ASSIGNMENT: What is needed here is every line of the records that includes "same".

TASK DATA:
PR #433, opened 2021-12-31
fix(checkbox): `iui-label` content is centered

gretanausedaite:
image


backstop/tests/checkbox.html
```diff
@@ -599,7 +599,14 @@ <h2>Default</h2>
               </svg>
             </span>
             <span class="iui-label">
-              <svg-smiley-happy-very aria-hidden="true"></svg-smiley-happy-very>
+              <svg
```
gretanausedaite, line 602: Web components acting weird - svg becomes 18-22px height (depends on screen zoom) and can not be centered without changing `height`

veekeys: We need to investigate here more to understand, what is the exact issue. Apart from that, solution looks ok.

mayank99: Have you tried adding `display: flex` to the web components?

gretanausedaite: Yeah, tried that today. `display: flex` on component or `display: block` on svg in component works. If added, we won't need these css changes. Still have to figure out how to add that to build script in components package

mayank99: I'm not talking about adding changes to the package. That's a different (but important) conversation.

What I'm suggesting is adding custom styles to this html file, because this content is not part of checkbox

gretanausedaite: Ok, that's easy.
But it's the same issue in React package (InputGroup radio example). My css changes works without code change on React. Do you suggest adding `display:flex` on SVG in React example?

mayank99: React is not using webcomponents, so it should not be a problem there

gretanausedaite: There is the same problem in React: 
image

I guess web components display style are not the cause of this issue, just one way to solve that. I can change back svg to web components but I'd like to push css changes too.

gretanausedaite: Added `display: flex` to web components

mayank99 (approved):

RESULT OF THIS EXERCISE:
But it's the same issue in React package (InputGroup radio example). My css changes works without code change on React. Do you suggest adding `display:flex` on SVG in React example?
gretanausedaite: There is the same problem in React: 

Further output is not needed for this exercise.